Holistic Education and Embodied Learning is an intriguing inquiry about the role of the body in holistic education. This book presents a wide variety of perspectives and practices written by multiple authors that will be informative to both researchers and practitioners. As the book describes, learning often begins with an experience in the body. Our body can tighten or feel expansive depending on different learning contexts. This experience of learning in the body is crucial to holistic education. Somatic or embodied knowing is experiential knowledge that involves senses, perceptions, and mind-body action and reaction. A somatic approach to education trusts individuals to learn from and listen to the information they are receiving from the interaction of the self with the environment. Western culture has been dominated by the separation of cognitive knowledge and embodied knowledge, and the distrust of bodily knowing. This book envisions new possibilities for teaching and learning that focus on embodied learning.

 

The book explores embodied learning from several perspectives.
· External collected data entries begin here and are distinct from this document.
PR #7528, opened 2019-05-03
community/py-msgpack: use C extension and modernize

maxice8:
- Use C extension with Cython
- Fix check
- separate makedepends and checkdepends


maxice8:
@fabaff 

Required for https://bugs.alpinelinux.org/issues/10401

fabaff:
If we can improve the performance of `borgbackup` then I'm all for changing it.

PR #6071, opened 2019-01-18
community/rust: upgrade to 1.32.0

jeizsm:
@jirutka review pls

PR #7538, opened 2019-05-04
community/rust: update to 1.32.0

Cogitri:


Cogitri:
This is just so we can bootstrap 1.34 afterwards and isn't actually meant to compile other packages with it.

Ikke:
CI Failed because it took >1h

J0WI:
I was able to compile `1.32.0` and `1.33.0` with these patches, but not `1.34.0`

Cogitri:
What do you mean?

andypost:
@Cogitri I bet @J0WI mean that 1.34.1 released

Cogitri:
Ah. We can't use that immediately though, we have to cycle 1.32->1.34.1 (hopefully, maybe we have to hop onto 1.33 before) due to Rust not really minding backwards compatibility with old compilers for rustc.

Ikke:
This is a duplicate of #6071

PR #7379, opened 2019-04-27
testing/gnome-shell: upgrade to 3.32.1

Cogitri:
~~Depends on #7241~~
~~Depends on #7258~~
~~Depends on #7261~~
~~Depends on #7262~~
~~Depends on #7374~~
~~Depends on #7375~~
~~Depends on #7376~~
~~Depends on #7377~~
~~Depends on #7417~~

PR #7547, opened 2019-05-04
testing/gnome-tweaks: new aport

Cogitri:
Needs #7379


Cogitri:
Should be good to go now

PR #7548, opened 2019-05-04
testing/gucharmap: new aport

Cogitri:


Ikke:
Ci doesn't work because the package in testing does not find the just built package in community.

Cogitri:
Yup.

PR #7549, opened 2019-05-04
testing/bolt: new aport

Cogitri:


Ikke:
It fails on travis with:

> ERROR:../tests/test-common.c:954:test_io_copy_bytes: assertion failed (error == NULL): error while copying data: Function not implemented (g-io-error-quark, 0)

Not sure if this is a issue related to travis or something else.

Cogitri:
Well, since it works on Drone I'm not quite sure what the difference between the runners is, do both run the same Alpine version (edge?)?

Ikke:
Just tested in a 32-bits docker container, and there it also builds fine.

PR #7552, opened 2019-05-04
testing/i3status: add maintainer to i3status and set !check

yjftsjthsd-g:
Add myself as maintainer on i3status, and explicitly specify that it has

The first section investigates psychological perspectives on embodied learning; for example, Carl Jung and Wilhelm Reich devoted much of their thinking to how energy manifests itself in the body. Meditation and movement are also examined as ways to achieve embodied learning; for example, Dalcroze, a form of movement education, is presented within the context of whole-person education. The section concludes with a call to reclaim teacher well-being by embodying the wild feminine. The author describes us women as stuck in patterns of surviving rather than thriving.

 

The second section presents schools where embodied learning is nurtured, focusing on a few illustrative examples of Waldorf education in practice. The next section discusses compassionate teaching and looks at how holistic schools seek to foster compassion by focusing on spirituality and a whole-child education style that integrates body, mind, and spirit. This section also provides an overview of the successes and challenges of a public school in Toronto where the body is central to holistic education. Unique to this text is its exploration of a vision for holistic secondary schools, an area in which there is much need for further research and implementation.

 

Section three of the text will resonate with mindfulness practitioners. This section unpacks the purpose of mediation, contemplation, and movement. It affirms why we as educators need to have an embodied presence in the classroom. The first segment of this section explores loving-kindness meditation in a holistic context. Metta bhavana, or loving-kindness meditation, is a method of developing compassion. It comes from the Buddhist tradition, but it can be adapted and practiced by anyone, regardless of religious affiliation. Loving-kindness meditation is essentially about cultivating love.

  

The final section of the book appropriately looks ahead to visions of embodied learning and holistic education, discussing ways to bring the body back into educational theory and practice by taking a more holistic approach to curriculum development, teaching, learning, and research.

 

The various voices and perspectives in the book allow the reader to dip in at various junctures and choose the passages that resonate most with their particular area of interest. Overall, this book is a unique contribution to the field for both scholars and practitioners.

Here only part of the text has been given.